We sat in his study. There were lots of shelves, with lots of binders and reports and scholarly books on them. A study where a person would study. Nathan worked very hard, but not to build his own bank account or influence. A person would need a reason to work this hard. What had seemed meaningless before now enticed me with the lure of meaning.
“Sit down, Jason.” I got the grand stuffed chair, where so many of those reports had been read. Nathan sat in his desk chair, where many of the reports had been written.
“I need help,” I said.
“Whatever I can do,” he said, his brow wrinkled.
“I can’t do this anymore.”
He knew what I meant, immediately. He waited for me to keep going.

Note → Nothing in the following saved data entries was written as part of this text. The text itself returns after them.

PR #15552, opened 2022-08-11
[MIRROR] Removes ComponentInitialize() [MDB IGNORE]

SkyratBot:
Original PR: https://github.com/tgstation/tgstation/pull/69118
--------------------
## About The Pull Request

A remake of https://github.com/tgstation/tgstation/pull/60644

Completely removes ComponentInitialize() as a proc, which was called on every single atom in the game, twice in some instances (like new players). If you want to ComponentInitialize() something, you should do it on Initialize() instead, which we would tell people to do anyways.
This also removes the need to tell new contributors to not use ComponentInitialize() because despite its name, it doesn't actually do anything that Initialize() can't.

## Why It's Good For The Game

stupid initialize die

## Changelog

im johnfulpwillard and i make changelogs for things that players dont see!!!


GoldenAlpharex (approved):
Should be good to go!

PR #15563, opened 2022-08-12
[MODULAR] Fixes sec/guard quirk blacklist oversights.

Higgin:
## About The Pull Request

Security roles can no longer take Nerve Staple as a workaround for pacifism (likely an oversight.)

Guards can no longer be Pacifists, Nerve Stapled, or Foreigners. Dying of a brain tumor or unable to shoot guns is fine. Being functionally incapable of interacting with the world or escorting people from the premises is less so if they're going to do anything guard-ly. 

Seems like an oversight - fix good?

## Changelog

:cl:
fix: Nerve Stapled no longer acts as a workaround to Security not hiring Pacifists.
balance: Department Guards can no longer be Pacifists, Nerve Stapled, or Foreigners.
/:cl:


GoldenAlpharex (approved):
Good change, and I don't think it deserves the GBP sink of a "balance" chance when it's more of a consistency issue.

PR #15564, opened 2022-08-12
[MODULAR] Fixes cryopod timers.

### LINKED ISSUE #15523: SSD players can't be put in cryo until they've been ssd for 300 hours
## Reproduction: 
Find ssd player, drag their sprite into a cryopod, receive funne message about needing another 18,000 minutes to cryo them. I could seethis being intentional so players don't get put into cryo while experiencing connection issues, but I would think a timer closer to 10-15 minutes would be more reasonable. Had to ask an admin to remove a player after they had to unexpectedly leave, they had used an expose verb prior to that and I didn't want to leave the poor bean exposed for the rest of the round.

Higgin:
## About The Pull Request
fixes #15523 
credit to @Jolly-66 for picking out the block that was giving the issues, I think it was that SSD time (18000) wasn't getting re-divided to make sense in MINUTES with the remainder - moving the rounding around fixed it

it's good to know your friends aren't staying standing upright for 300 hours

## Changelog

:cl:
fix: Cryopods now display accurate time before you can cryo somebody who's AFK/SSD.
/:cl:


GoldenAlpharex (approved):
Good change.

PR #15583, opened 2022-08-13
Adds a UI to inject chemicals as a borer

Zonespace27:
## About The Pull Request
image
This PR adds a UI for borers to inject chemicals, instead of going by choosing an element from a list. In addition to this, you are able to upgrade the amount of chemicals you inject at a time, starting out with the default 5, allowing you to spend 2 stat points per upgrade to get 10, then 25, then 50. The cooldown for injecting an amount of chemicals higher than default is equivalent (50u injection cooldown = 10 5u injection cooldowns)

Also cleans up some code from another borer PR

This is much better QOL than choosing from a list and being forced to spam it

## Changelog

:cl:
refactor: Borer chem injection now has a custom UI
/:cl:


nevimer:
yessss

ghost:
You should make reagents into a list, otherwise you could inject any reagent into a player.

Zonespace27:
> You should make reagents into a list, otherwise you could inject any reagent into a player.

That is in fact how borers work, you can inject nearly any chem, if you've learned it from a host's bloodstream

ghost:
> > You should make reagents into a list, otherwise you could inject any reagent into a player.
> 
> That is in fact how borers work, you can inject nearly any chem, if you've learned it from a host's bloodstream

This isn't "nearly" every chem though, you can inject any chem without your host ever injecting it. It uses name2reagent. Clients can send any parameters to a request in TGUI, so they can enter the name of any reagent as a parameter.

Zonespace27:
> > > You should make reagents into a list, otherwise you could inject any reagent into a player.
> > 
> > 
> > That is in fact how borers work, you can inject nearly any chem, if you've learned it from a host's bloodstream
> 
> This isn't "nearly" every chem though, you can inject any chem without your host ever injecting it. It uses name2reagent. Clients can send any parameters to a request in TGUI, so they can enter the name of any reagent as a parameter.

I understood what you meant like 2 days after in the shower, fixed in #15602

PR #16655, opened 2022-10-04
Removes most of skyrat fishing in favor of tg fishing, keeps the ability to upgrade and fish out of water basins (they just use tg fishing now)

Paxilmaniac:
## About The Pull Request
As cool as it was to have a modular fishing system, now that tg has added one (I say now, it was a whole ago) ours is just redundant. Not just abundant, but significantly easier to spam than tg fishing is, to the point where the entire mining department can be replaced by someone with two fishing rods, or that someone can make an immense pile of fish/maint loot with very little effort.
The only part I did keep around was the ability to make your own fishing portals with water basins and bluespace crystals, they just use the new fishing spot code and an updated loot list.

It's not really intuitive to the players to have two completely different fishing systems, both of which cannot interact with each other at all. Seconding that, I'd also imaging not having two different systems that do the exact same thing (but one is overpowered) is better from a code standpoint.

## Changelog

:cl:
del: Skyrat fishing has been removed in favor of using tg fishing, though fishing portals can still be made by upgrading water basins
/:cl:


press-mark:
bless

Nerev4r:
I'd raise the rewards a little bit, it does take genuinely forever to get what little fish you can get out of the fishing portals (because there aren't really natural water sources around.)

tf-4:
I do think there's a middleground to be found between stock /tg/ fishing and our own. /tg/ fishing is _extremely_ slow to get much fish out of if you're trying to cook for 100 people.

Paxilmaniac:
I think a good solution is I make an upstream pr that lowers the amount of time it takes to actually hook a fish, as I do agree it takes FOREVER to actually get to catch anything.

dawsonkeyes:
on my way to get a single legion core while using lavaland bait and fishing 20 times

for real through this is a cool decision so long as the tg fishing isn't worthless

PR #16676, opened 2022-10-06
[MIRROR] [MDB IGNORE] Shuttle engines part 2: Engines are now machines [MDB IGNORE]

SkyratBot:
Original PR: https://github.com/tgstation/tgstation/pull/69793
--------------------
## About The Pull Request

Engines are no longer structures, instead they're machines

Now they (except large/huge ones) have circuit boards, but they can't be printed by default. Instead, this allows the machines to be destroyed and rebuilt, but maybe in the future we can add these as printable machines.
Currently the only way to get more is through Cargo so maybe we can add the boards there instead? This is really just opening the door to anyone who wishes to expand upon this.

I also removed 2 engine types, 'router' and 'platform', beacuse their sprites sucked, they had no unique mechanics, and cutting down on the amount of engines might help make the others unique just by having less to work with. They also weren't engines at all, despite what they're subtypes of.

## Why It's Good For The Game

These are already technically machines since they affect Shuttles, I thought it might be a good idea for them to be turned into machines so maybe in the future, unique functionalities can be added to them.

## Changelog

:cl:
add: Engines are now machines, not structures. If destroyed, they will drop circuit boards so you can rebuild them.
removal: In-wall engines have been remvoed. The Tram now uses full-blown engines.
/:cl:


Paxilmaniac:
oh the misery

Paxilmaniac:
They removed in wall engines I am entirely devastated

PR #16683, opened 2022-10-06
Revert "Adds a pointing cooldown (once per half second)"

Gandalf2k15:
Reverts Skyrat-SS13/Skyrat-tg#14917

This was not a performant change and should be done differently, it's also causing a sporadic CI runtime due to the drug check which can force people to point.

Having a variable on every client just to tell them if the pointing cooldown is up is very inefficient and should be replaced.

Also having a new timer setup each time someone points is also very bad. It should be using cooldowns.


Gandalf2k15:
Merging, this can be redone when it's more performant.

PR #16705, opened 2022-10-07
The return of the PDA ringtone preference

GoldenAlpharex:
## About The Pull Request
It got gutted when the PDA refactor came, and now it's back!

I'm marking this as a fix as I don't believe we ever really wanted to get rid of this small feature, and it was still partly there in the code.

It's ever so slightly more convenience, so you can actually use the ringtone without having to remember to set it up at the beginning of every shift.

## Changelog

:cl: GoldenAlpharex
fix: The PDA ringtone preference is finally back.
/:cl:


RatFromTheJungle:
make it say 'stupid cat' if tf4 spawns with it it's in the lore trust me on this i would never lie

Gandalf2k15:
Definitely upstream

Gandalf2k15:
Attempt upstream then here

PR #16721, opened 2022-10-08
[MIRROR] Infiltrator Suit Rework: MODsuit edition [MDB IGNORE]

SkyratBot:
Original PR: https://github.com/tgstation/tgstation/pull/70303
--------------------

## About The Pull Request

Changes the Infiltrator suit and the respective parts into a single MODsuit. All the functionality of the old suit comes bundled, including two new features:

A) The wearer cannot be examined while activated, and the modsuit cannot be observed while worn. The 'Unknown'ing effect of the mask now extends to full anonymity while worn. Feel free to wear any ID you want! (You're just very obviously evil because holy shit you're blood red)

B) The suit now demoralizes crew that see it due to _PSYCHIC WAVES OooOOoooOOooh_

edit: C) Forgot to mention it: the suit control unit goes on your belt, not your back. Works basically as a really generous belt for storage. And by generous, I mean small items within the 7 slot capacity.

## Why It's Good For The Game

I really enjoyed adding the suit originally, but it was a little clunky in implementation. Then Modsuits happened, and oh look they do basically all the functionality I want. So I decided I would make the suit into a modsuit. Plain and simple.

The things lost: cool mask, special bashing toolbox and guncase.

The anonymity effect was something someone told me was the suits strongest element, but I always felt like that wasn't an aspect that was made apparent or well implemented. This makes this aspect the suits defining feature, really selling it as a 'sneak suit' in an unorthodox manner. True invisibility tends to be quite potent ~~(*cough*cloaker*cough*)~~, so rather than just make the suit stronger than necessary, it makes the suit quite good at the other kind of stealth. Just flat out not being identifiable as you make your getaway or do your evil mischief. Flip between civilian and agent on the fly! Kinda like an alter ego/supervillain.

The demoralization effect is mostly fluff but a potent driving element to be antagonistic towards anyone wearing the suit. The longer they're around, the worse your sanity gets. Dealing with them should be obvious.

## Changelog

:cl:
balance: The Infiltrator suit has been remade into an Infiltrator MODsuit. Has all the original features, but now also has additional powers: total anonymity, and a demoralization aura. 
/:cl:


modular_skyrat/modules/moretraitoritems/code/infiltrator_balaclava.dm
```diff
@@ -0,0 +1,31 @@
...
+	icon_state = "syndicate_balaclava"
+	inhand_icon_state = "syndicate_balaclava"
+	clothing_flags = MASKINTERNALS
+	flags_inv = HIDEFACE|HIDEHAIR|HIDEFACIALHAIR|HIDESNOUT
+	visor_flags_inv = HIDEFACE|HIDEFACIALHAIR|HIDESNOUT
+	w_class = WEIGHT_CLASS_SMALL
+	armor = list(MELEE = 10, BULLET = 5, LASER = 5,ENERGY = 5, BOMB = 0, BIO = 50, FIRE = 100, ACID = 40)
+	resistance_flags = FIRE_PROOF | ACID_PROOF
+
+	var/voice_unknown = FALSE ///This makes it so that your name shows up as unknown when wearing the mask.
```
necromanceranne: You're going to need to do more than this. This bit of code no longer does anything. You'll have to go back into ```human_say``` to fix it, as I removed the check for this mask's var.

code/modules/mob/living/carbon/human/human_say.dm
```diff
@@ -20,12 +23,7 @@
 				return real_name
 		else
 			return real_name
-	if(istype(wear_mask, /obj/item/clothing/mask/infiltrator))
```
necromanceranne, line 23: This is the bit of code you'll need to have readded in order to have the infiltrator balaclava work again. This is not an alternative to ```TRAIT_UNKNOWN``` either. They do different things.

modular_skyrat/modules/moretraitoritems/code/infiltrator_balaclava.dm
Zonespace27: I'm aware, my first concern with mirrors is getting them to pass checks, then i go and fix the functions after

Zonespace27 (approved):
CI's failing for other reasons

PR #16737, opened 2022-10-09
[MODULAR] Allows taurs to wear more dresses and skirts

Jureiia:
## About The Pull Request
So I noticed when trying to make a taur that a lot of clothes that taurs should theoretically should be able to wear due to them having skirts or being dresses were being cropped so went to add the flag that makes them not be cropped to _most_ of the jumpsuits that are dresses or have skirts.Obviously some of the longer skirts or dresses may still have issues on certain taur types but alas.

Ideally this would just be something you could toggle in the character menu to fix that issue but that's not something I want to touch.

Before
EFSXZ4mOce
After
sUtd06pQtz

Lets taurs have more options whilst still being modest,

## Changelog

:cl:
fix: Makes most of the dresses and skirts no longer get cropped as a taur
/:cl:


Jureiia:
I don't know why all the maps are failing...

Gandalf2k15 (approved):

PR #16755, opened 2022-10-10
Adds an override to the inhand icon CI check

Gandalf2k15:
I don't know why but currently the icon CI check only allows for icons in the inhands directory which forces us to go non-modular and move all of our inhand files to a single directory. This is not how we have operated and for now I am adding an override check to this, in essence the CI check still does it's job as it's still checking for inhand sprites, and passing if they actually exist. It's just not limited to a narrow set of sprites in one TG directory.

“You’ve been right all along,” I said. I was surprised by my own vehemence. “I’m being destroyed. I have to escape.”
“Jason.” He might even have been wondering if he should call the police, or an ambulance. “I didn’t mean it that way. I never meant to imply that you…”
“But it’s happening anyway. Last night… I was just like Melvin.”
“I understand. You were at the Forresters’ last night?” Yes, he certainly understood.
“It was real nasty. I was. I was everything I hate, Nathan. It was like… like it wasn’t me. But it was.”
“I do understand, Jason.”
“It will kill me. I mean that literally. I want to get out.”
“What do you mean, ‘get out’?”
“I don’t know,” I said. This was the real decision, and he waited for me. “I want to go back to the way it was, before he died.”
That answer crumbled swiftly. “Were you satisfied with your life back then?” He knew I wasn’t.
“No. Not really.”
“You can’t go back anyway. Too much has changed in these last weeks, especially you. Let me ask you a different question.” It took him some time to assemble it. “What can you accept of your father’s?”
I knew right away. “I… no. Nothing. I can’t.”
“Is there any line you can draw? Could you accept an income, as you had before, and nothing else?”
“I don’t know. I don’t know where to draw a line. I tried before, but it never worked. There’s no right place to draw it.” And this was the line in my own mind that I could never get past. “What would you do, Nathan?”
He looked away from me, and he was still and silent. It took him a long time. Even after more than a minute, when he looked back up at me and studied me, he didn’t speak.